Work to complete: Extract each line holding the word "methods" from the entries.

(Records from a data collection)

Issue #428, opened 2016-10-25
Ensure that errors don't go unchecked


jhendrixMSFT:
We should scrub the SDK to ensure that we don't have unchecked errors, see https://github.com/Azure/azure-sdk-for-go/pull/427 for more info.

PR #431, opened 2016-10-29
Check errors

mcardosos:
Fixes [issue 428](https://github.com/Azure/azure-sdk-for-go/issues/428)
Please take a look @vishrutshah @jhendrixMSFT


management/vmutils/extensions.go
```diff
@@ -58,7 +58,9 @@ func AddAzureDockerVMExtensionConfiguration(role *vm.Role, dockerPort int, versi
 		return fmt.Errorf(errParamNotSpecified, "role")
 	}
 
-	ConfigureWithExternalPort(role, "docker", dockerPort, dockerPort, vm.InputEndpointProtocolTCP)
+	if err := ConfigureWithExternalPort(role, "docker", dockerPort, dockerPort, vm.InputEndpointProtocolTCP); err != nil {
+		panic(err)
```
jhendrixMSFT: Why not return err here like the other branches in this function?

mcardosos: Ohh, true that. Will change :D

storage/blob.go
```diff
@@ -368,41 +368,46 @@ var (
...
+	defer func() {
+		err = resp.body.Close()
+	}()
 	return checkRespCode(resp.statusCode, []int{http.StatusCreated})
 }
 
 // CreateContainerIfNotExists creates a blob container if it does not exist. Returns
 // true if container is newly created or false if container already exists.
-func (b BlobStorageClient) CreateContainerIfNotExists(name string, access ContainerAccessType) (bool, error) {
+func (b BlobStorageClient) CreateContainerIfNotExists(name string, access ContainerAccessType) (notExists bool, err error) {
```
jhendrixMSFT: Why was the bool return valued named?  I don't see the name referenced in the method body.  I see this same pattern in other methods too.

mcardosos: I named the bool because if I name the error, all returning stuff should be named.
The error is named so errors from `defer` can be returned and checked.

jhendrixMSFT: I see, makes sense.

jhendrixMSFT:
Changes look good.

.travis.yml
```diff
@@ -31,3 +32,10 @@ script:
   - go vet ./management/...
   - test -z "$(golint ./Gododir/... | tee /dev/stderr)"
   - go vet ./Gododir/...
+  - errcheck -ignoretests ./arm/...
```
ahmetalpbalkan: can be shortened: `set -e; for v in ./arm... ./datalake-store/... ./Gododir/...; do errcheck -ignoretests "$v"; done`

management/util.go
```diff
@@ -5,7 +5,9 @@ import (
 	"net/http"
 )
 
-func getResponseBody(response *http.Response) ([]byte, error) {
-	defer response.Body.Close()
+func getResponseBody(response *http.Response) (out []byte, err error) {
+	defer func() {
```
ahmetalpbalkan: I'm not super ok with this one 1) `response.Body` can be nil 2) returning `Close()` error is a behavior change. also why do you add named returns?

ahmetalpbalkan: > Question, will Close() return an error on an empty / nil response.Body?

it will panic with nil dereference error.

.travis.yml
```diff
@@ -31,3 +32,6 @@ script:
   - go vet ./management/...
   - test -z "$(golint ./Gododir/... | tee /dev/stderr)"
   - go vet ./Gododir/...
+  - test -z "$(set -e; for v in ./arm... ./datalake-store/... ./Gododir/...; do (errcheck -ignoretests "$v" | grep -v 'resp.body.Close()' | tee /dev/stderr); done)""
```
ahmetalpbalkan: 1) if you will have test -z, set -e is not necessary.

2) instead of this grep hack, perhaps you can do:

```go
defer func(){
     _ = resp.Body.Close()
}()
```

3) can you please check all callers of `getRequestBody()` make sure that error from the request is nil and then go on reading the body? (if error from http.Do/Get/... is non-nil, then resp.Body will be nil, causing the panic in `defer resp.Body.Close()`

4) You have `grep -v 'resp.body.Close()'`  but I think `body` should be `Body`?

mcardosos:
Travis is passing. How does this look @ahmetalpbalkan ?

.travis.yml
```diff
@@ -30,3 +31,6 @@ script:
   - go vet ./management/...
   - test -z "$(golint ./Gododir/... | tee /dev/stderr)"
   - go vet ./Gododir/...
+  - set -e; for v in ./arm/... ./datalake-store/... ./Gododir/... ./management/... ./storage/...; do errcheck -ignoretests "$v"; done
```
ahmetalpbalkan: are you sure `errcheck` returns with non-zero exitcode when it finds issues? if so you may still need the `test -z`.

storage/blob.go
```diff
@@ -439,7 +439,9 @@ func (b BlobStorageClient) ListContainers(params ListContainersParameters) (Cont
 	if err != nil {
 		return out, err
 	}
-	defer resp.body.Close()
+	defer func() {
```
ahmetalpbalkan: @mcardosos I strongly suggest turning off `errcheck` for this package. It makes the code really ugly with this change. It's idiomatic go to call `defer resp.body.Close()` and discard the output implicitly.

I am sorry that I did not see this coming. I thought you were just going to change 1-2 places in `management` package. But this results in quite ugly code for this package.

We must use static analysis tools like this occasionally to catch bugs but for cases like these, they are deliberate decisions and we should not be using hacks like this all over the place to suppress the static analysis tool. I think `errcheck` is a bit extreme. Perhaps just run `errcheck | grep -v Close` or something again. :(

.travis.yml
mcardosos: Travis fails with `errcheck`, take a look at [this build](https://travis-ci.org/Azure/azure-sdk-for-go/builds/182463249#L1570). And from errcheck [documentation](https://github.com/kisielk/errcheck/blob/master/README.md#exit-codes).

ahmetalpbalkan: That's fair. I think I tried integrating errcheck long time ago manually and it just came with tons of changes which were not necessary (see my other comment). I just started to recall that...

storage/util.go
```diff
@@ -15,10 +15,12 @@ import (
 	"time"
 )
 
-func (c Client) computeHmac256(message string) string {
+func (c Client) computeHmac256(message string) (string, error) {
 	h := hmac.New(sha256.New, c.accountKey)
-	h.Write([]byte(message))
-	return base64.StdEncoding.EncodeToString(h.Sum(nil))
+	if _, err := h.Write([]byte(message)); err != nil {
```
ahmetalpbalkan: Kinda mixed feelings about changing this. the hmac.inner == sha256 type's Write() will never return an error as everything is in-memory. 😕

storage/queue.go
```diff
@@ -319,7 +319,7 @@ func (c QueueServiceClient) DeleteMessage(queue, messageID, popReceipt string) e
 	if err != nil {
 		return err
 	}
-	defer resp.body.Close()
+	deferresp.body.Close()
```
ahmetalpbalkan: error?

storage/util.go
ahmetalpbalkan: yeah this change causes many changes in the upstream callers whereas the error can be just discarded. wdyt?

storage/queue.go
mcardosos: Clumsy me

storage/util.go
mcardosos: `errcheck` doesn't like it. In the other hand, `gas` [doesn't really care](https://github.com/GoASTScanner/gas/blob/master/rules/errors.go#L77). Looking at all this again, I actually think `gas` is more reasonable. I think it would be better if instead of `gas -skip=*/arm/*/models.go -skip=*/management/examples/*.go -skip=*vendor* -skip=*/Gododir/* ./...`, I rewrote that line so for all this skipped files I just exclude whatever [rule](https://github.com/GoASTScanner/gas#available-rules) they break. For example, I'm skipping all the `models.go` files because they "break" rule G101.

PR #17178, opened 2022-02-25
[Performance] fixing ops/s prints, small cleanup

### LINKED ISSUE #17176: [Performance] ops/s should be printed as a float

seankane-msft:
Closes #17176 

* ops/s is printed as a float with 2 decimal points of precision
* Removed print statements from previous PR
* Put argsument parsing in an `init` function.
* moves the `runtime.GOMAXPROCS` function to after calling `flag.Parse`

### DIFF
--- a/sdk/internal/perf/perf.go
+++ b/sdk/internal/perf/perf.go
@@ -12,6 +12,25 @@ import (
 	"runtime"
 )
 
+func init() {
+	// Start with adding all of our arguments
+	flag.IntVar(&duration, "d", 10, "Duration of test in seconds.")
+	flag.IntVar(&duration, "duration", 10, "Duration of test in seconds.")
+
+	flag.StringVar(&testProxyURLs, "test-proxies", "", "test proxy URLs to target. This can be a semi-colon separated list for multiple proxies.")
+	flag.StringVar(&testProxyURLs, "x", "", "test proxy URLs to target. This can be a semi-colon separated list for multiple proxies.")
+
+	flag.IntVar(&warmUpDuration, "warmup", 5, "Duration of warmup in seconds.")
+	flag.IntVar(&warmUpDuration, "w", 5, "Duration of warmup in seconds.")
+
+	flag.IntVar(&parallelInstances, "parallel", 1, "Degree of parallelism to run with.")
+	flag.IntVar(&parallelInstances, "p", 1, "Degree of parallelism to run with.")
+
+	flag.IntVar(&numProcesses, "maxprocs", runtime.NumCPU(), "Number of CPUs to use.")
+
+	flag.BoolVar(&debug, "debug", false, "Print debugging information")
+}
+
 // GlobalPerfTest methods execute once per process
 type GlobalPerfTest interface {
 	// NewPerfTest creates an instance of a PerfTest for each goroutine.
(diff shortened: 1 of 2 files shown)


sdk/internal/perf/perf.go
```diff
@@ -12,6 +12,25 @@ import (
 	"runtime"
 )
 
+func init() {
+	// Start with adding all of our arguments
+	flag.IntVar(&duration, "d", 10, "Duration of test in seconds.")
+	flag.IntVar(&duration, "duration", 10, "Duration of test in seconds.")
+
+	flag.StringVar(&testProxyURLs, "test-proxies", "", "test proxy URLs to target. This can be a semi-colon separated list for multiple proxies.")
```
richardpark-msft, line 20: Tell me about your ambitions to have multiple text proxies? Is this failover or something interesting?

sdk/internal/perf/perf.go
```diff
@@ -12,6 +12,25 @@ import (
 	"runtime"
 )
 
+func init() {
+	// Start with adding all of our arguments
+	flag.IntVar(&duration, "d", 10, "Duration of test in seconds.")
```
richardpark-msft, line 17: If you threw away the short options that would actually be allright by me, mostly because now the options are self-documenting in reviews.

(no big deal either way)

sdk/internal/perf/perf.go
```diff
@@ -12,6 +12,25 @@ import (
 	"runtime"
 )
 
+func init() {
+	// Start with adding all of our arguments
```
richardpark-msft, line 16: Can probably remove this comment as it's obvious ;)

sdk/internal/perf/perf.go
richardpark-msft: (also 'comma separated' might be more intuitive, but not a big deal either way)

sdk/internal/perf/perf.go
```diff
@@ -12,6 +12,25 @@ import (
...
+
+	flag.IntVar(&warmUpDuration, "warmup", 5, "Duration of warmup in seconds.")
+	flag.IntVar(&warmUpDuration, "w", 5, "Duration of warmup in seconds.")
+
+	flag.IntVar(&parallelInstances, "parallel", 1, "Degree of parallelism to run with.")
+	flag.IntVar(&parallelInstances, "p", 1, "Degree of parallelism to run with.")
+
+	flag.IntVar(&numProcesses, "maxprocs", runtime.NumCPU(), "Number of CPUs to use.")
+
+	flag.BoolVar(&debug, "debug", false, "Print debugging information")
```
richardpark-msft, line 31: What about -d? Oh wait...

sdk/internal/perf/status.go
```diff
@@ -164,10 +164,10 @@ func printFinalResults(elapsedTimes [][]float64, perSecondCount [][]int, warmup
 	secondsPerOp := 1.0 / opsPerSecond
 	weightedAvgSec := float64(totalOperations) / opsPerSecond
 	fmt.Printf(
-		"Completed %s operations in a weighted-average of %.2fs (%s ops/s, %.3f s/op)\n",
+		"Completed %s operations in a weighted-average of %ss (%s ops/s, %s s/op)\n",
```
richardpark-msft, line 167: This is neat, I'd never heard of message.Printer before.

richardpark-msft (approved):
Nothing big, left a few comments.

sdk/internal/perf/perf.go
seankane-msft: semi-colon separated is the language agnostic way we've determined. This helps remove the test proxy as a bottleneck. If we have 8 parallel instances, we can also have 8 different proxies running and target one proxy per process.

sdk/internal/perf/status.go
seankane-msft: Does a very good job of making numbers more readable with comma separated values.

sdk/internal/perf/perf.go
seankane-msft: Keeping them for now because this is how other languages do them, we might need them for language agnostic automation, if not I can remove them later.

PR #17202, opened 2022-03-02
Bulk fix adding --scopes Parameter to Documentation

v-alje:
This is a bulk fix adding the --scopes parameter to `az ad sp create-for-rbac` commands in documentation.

==

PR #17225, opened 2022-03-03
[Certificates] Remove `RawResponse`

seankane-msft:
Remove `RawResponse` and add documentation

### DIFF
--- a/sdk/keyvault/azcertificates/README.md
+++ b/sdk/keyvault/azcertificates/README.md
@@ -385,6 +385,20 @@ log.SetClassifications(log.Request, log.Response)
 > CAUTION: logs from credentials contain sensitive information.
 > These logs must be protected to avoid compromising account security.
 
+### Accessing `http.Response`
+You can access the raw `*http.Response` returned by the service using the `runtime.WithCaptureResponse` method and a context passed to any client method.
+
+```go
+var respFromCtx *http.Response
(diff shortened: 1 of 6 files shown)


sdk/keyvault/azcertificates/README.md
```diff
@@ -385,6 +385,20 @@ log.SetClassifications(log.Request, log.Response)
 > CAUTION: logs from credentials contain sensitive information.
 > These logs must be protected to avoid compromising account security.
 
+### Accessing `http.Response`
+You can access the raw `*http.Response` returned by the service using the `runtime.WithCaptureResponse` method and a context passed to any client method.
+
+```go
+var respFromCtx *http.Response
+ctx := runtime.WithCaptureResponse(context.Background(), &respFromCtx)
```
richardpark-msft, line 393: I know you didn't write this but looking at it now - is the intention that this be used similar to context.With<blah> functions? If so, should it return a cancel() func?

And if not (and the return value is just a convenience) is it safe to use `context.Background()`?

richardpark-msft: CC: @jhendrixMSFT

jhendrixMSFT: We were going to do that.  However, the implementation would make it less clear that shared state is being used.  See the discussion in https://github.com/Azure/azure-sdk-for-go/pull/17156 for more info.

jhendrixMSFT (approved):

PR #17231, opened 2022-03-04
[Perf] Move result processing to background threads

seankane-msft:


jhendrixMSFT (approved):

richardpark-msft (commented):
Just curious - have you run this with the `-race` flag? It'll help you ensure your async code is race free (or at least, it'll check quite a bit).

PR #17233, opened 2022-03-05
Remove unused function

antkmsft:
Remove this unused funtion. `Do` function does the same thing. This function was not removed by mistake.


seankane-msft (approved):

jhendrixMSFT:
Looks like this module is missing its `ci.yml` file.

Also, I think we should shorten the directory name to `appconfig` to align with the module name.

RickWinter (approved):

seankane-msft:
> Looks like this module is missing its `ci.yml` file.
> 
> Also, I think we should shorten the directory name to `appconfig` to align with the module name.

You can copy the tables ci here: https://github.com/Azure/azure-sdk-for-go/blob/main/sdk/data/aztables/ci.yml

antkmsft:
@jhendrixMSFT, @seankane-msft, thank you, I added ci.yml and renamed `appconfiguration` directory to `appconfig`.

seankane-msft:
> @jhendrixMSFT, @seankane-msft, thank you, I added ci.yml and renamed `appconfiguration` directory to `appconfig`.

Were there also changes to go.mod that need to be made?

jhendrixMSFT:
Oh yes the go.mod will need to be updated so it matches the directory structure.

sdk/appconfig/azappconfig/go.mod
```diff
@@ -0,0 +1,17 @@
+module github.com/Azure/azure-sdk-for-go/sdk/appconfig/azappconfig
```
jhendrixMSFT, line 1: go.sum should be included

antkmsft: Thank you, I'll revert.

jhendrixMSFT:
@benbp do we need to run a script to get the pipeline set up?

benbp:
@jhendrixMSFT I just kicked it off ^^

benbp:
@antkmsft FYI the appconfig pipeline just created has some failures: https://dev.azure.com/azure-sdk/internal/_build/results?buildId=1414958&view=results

Completed task:
jhendrixMSFT: Why was the bool return valued named?  I don't see the name referenced in the method body.  I see this same pattern in other methods too.
 // GlobalPerfTest methods execute once per process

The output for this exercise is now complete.